PR #1356, opened 2026-09-18
Add motion to popovers, dialogs, disclosures, and controls in the web UI

time-attack:
## What

Seven surfaces in the web UI that snapped between states now transition. Values follow Emil Kowalski's `animate` skill (the most-installed animation skill on skills.sh): transform and opacity only, strong ease-out, entries under 200ms, exits faster than entries, a reduced-motion block that keeps the opacity fades and drops movement. No dependency added; everything is CSS plus one `startViewTransition` call.

| # | Surface | Mechanism | Before / after (60 fps, before left, after right) |
|---|---|---|---|
| 1 | Menus, popovers, tooltips (`.menu-popover`, `.session-menu-popover`, `.slash-popover`, `.qm-tooltip`) | `@starting-style` scale 0.96 + 4px slide from the trigger side, 150ms | [menus.mp4](https://raw.githubusercontent.com/yc-software/qm/demo/web-animations-recordings/recordings/menus.mp4) |
| 2 | Dialogs (native `<dialog>` + div modals) | fade + scale in 200ms, native dialogs fade out 150ms via `display`/`overlay` allow-discrete; backdrop fades | [dialog.mp4](https://raw.githubusercontent.com/yc-software/qm/demo/web-animations-recordings/recordings/dialog.mp4) |
| 3 | Press feedback (`.btn`, `.icon-btn`, `.navrow`, `.user-pill`, send, stop) + send-button enable fade | `:active` scale 0.97, 160ms | [press.mp4](https://raw.githubusercontent.com/yc-software/qm/demo/web-animations-recordings/recordings/press.mp4) |
| 4 | New session row in the sidebar | `@starting-style` fade + 4px slide, 180ms | [newrow.mp4](https://raw.githubusercontent.com/yc-software/qm/demo/web-animations-recordings/recordings/newrow.mp4) |
| 5 | Disclosures: work fold, thinking, tool rows, project children, archived, background output | `::details-content` transition with `content-visibility` allow-discrete; `@starting-style` for the non-details ones | [disclosure.mp4](https://raw.githubusercontent.com/yc-software/qm/demo/web-animations-recordings/recordings/disclosure.mp4) |
| 6 | Theme switch | `document.startViewTransition` crossfade, 200ms | [theme.mp4](https://raw.githubusercontent.com/yc-software/qm/demo/web-animations-recordings/recordings/theme.mp4) |
| 7 | Copy confirmation check | 160ms pop from scale 0.6 | [copy.mp4](https://raw.githubusercontent.com/yc-software/qm/demo/web-animations-recordings/recordings/copy.mp4) |

Individual clips: `https://raw.githubusercontent.com/yc-software/qm/demo/web-animations-recordings/recordings/<name>-before.mp4` and `<name>-after.mp4` on branch `demo/web-animations-recordings`.

Also fixes the keychain spinner, which referenced an undefined `chat-spin` keyframe and never spun; it now uses the vendored `spin`.

## Why these seven

The skill gates motion by frequency: keyboard-driven and 100+/day actions stay instant. Everything here is occasional (menus, dialogs, disclosures, theme) or a sub-200ms feedback cue (press, copy). The sidebar collapse stays instant on purpose; `sidebar-rail-source.test.ts` locks that.

## Notes for review

- Closed `<details>` content is hidden with `content-visibility` in Chrome, so `@starting-style` on the body never fires; the `::details-content` transition is the working pattern. Browsers without it show content instantly.
- Session rows use keyed `repeat()`, so a row that moves gets re-inserted and fades once (180ms). Judged acceptable as state indication.
- Share dialog removes itself on close, so it gets the enter animation only.

## Verification

- `npm run typecheck` and `npm test` in `plugins/web-ui`: 1338 pass, 0 fail.
- Recorded headlessly against a web-only dev instance with CDP screencast; frame-diff analysis confirms multi-frame transitions in every after clip where the before clip has a single-frame jump.


time-attack:
Independent review pass (fresh-context agent) and how each finding landed in the second commit:

- **JS-placed popovers measured their own starting-style transform.** `placeMenuPopover`, `placeSessionMenu` and `placeLoadout` read `getBoundingClientRect` in the frame the popover is unhidden, so a scale/translate start skewed overflow and drop-up math. `.menu-popover` and `.session-menu-popover` now fade only; the slash popover and tooltip keep the slide. Fixed.
- **Reduced-motion rule shared a selector list with `::details-content`.** Engines without that pseudo-element would have dropped the whole rule. The `::details-content` selectors now sit in their own rule. Fixed.
- **Dialog exit half was dead code.** Every native `<dialog>` caller removes the element on close, so the `display`/`overlay` allow-discrete exit never ran. Removed; entry rules are shared with the div-based modals. Fixed.
- **Details reveal faded then snapped on auto-close.** Transition now lives on the `[open]` state only, so open animates and close is instant as before. `.stopped-work` joined the list. Fixed.
- **Spinner keyframe.** The reviewer flagged `spin` as undefined in `src/`; it is defined in the vendored `@earendil-works/pi-web-ui/app.css` that `shell.css` imports, confirmed via `CSSKeyframesRule` enumeration in the live page. `.mc-spinner` now uses it too and its private copy is gone.
- **Accepted as is:** a session row re-created by a `repeat()` key change (pin/unpin, rename swap) fades once and is a stacking context for 180ms; `.multi-select-color-popover`, `.kc-confirm` and `.sidebar-scrim` stay instant in this PR.

Menus, dialog and disclosure clips were re-recorded after the follow-up; links in the description point at the updated files. `npm run typecheck` and `npm test` in `plugins/web-ui`: 1338 pass, 0 fail.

***

*TASK ITEM*. What is needed is an exact transcription of every entry.

*ANSWER*.
PR #1356, opened 2026-09-18
Add motion to popovers, dialogs, disclosures, and controls in the web UI

time-attack:
## What

Seven surfaces in the web UI that snapped between states now transition. Values follow Emil Kowalski's `animate` skill (the most-installed animation skill on skills.sh): transform and opacity only, strong ease-out, entries under 200ms, exits faster than entries, a reduced-motion block that keeps the opacity fades and drops movement. No dependency added; everything is CSS plus one `startViewTransition` call.

| # | Surface | Mechanism | Before / after (60 fps, before left, after right) |
|---|---|---|---|
| 1 | Menus, popovers, tooltips (`.menu-popover`, `.session-menu-popover`, `.slash-popover`, `.qm-tooltip`) | `@starting-style` scale 0.96 + 4px slide from the trigger side, 150ms | [menus.mp4](https://raw.githubusercontent.com/yc-software/qm/demo/web-animations-recordings/recordings/menus.mp4) |
| 2 | Dialogs (native `<dialog>` + div modals) | fade + scale in 200ms, native dialogs fade out 150ms via `display`/`overlay` allow-discrete; backdrop fades | [dialog.mp4](https://raw.githubusercontent.com/yc-software/qm/demo/web-animations-recordings/recordings/dialog.mp4) |
| 3 | Press feedback (`.btn`, `.icon-btn`, `.navrow`, `.user-pill`, send, stop) + send-button enable fade | `:active` scale 0.97, 160ms | [press.mp4](https://raw.githubusercontent.com/yc-software/qm/demo/web-animations-recordings/recordings/press.mp4) |
| 4 | New session row in the sidebar | `@starting-style` fade + 4px slide, 180ms | [newrow.mp4](https://raw.githubusercontent.com/yc-software/qm/demo/web-animations-recordings/recordings/newrow.mp4) |
| 5 | Disclosures: work fold, thinking, tool rows, project children, archived, background output | `::details-content` transition with `content-visibility` allow-discrete; `@starting-style` for the non-details ones | [disclosure.mp4](https://raw.githubusercontent.com/yc-software/qm/demo/web-animations-recordings/recordings/disclosure.mp4) |
| 6 | Theme switch | `document.startViewTransition` crossfade, 200ms | [theme.mp4](https://raw.githubusercontent.com/yc-software/qm/demo/web-animations-recordings/recordings/theme.mp4) |
| 7 | Copy confirmation check | 160ms pop from scale 0.6 | [copy.mp4](https://raw.githubusercontent.com/yc-software/qm/demo/web-animations-recordings/recordings/copy.mp4) |

Individual clips: `https://raw.githubusercontent.com/yc-software/qm/demo/web-animations-recordings/recordings/<name>-before.mp4` and `<name>-after.mp4` on branch `demo/web-animations-recordings`.

Also fixes the keychain spinner, which referenced an undefined `chat-spin` keyframe and never spun; it now uses the vendored `spin`.

## Why these seven

The skill gates motion by frequency: keyboard-driven and 100+/day actions stay instant. Everything here is occasional (menus, dialogs, disclosures, theme) or a sub-200ms feedback cue (press, copy). The sidebar collapse stays instant on purpose; `sidebar-rail-source.test.ts` locks that.

## Notes for review

- Closed `<details>` content is hidden with `content-visibility` in Chrome, so `@starting-style` on the body never fires; the `::details-content` transition is the working pattern. Browsers without it show content instantly.
- Session rows use keyed `repeat()`, so a row that moves gets re-inserted and fades once (180ms). Judged acceptable as state indication.
- Share dialog removes itself on close, so it gets the enter animation only.

## Verification

- `npm run typecheck` and `npm test` in `plugins/web-ui`: 1338 pass, 0 fail.
- Recorded headlessly against a web-only dev instance with CDP screencast; frame-diff analysis confirms multi-frame transitions in every after clip where the before clip has a single-frame jump.


time-attack:
Independent review pass (fresh-context agent) and how each finding landed in the second commit:

- **JS-placed popovers measured their own starting-style transform.** `placeMenuPopover`, `placeSessionMenu` and `placeLoadout` read `getBoundingClientRect` in the frame the popover is unhidden, so a scale/translate start skewed overflow and drop-up math. `.menu-popover` and `.session-menu-popover` now fade only; the slash popover and tooltip keep the slide. Fixed.
- **Reduced-motion rule shared a selector list with `::details-content`.** Engines without that pseudo-element would have dropped the whole rule. The `::details-content` selectors now sit in their own rule. Fixed.
- **Dialog exit half was dead code.** Every native `<dialog>` caller removes the element on close, so the `display`/`overlay` allow-discrete exit never ran. Removed; entry rules are shared with the div-based modals. Fixed.
- **Details reveal faded then snapped on auto-close.** Transition now lives on the `[open]` state only, so open animates and close is instant as before. `.stopped-work` joined the list. Fixed.
- **Spinner keyframe.** The reviewer flagged `spin` as undefined in `src/`; it is defined in the vendored `@earendil-works/pi-web-ui/app.css` that `shell.css` imports, confirmed via `CSSKeyframesRule` enumeration in the live page. `.mc-spinner` now uses it too and its private copy is gone.
- **Accepted as is:** a session row re-created by a `repeat()` key change (pin/unpin, rename swap) fades once and is a stacking context for 180ms; `.multi-select-color-popover`, `.kc-confirm` and `.sidebar-scrim` stay instant in this PR.

Menus, dialog and disclosure clips were re-recorded after the follow-up; links in the description point at the updated files. `npm run typecheck` and `npm test` in `plugins/web-ui`: 1338 pass, 0 fail.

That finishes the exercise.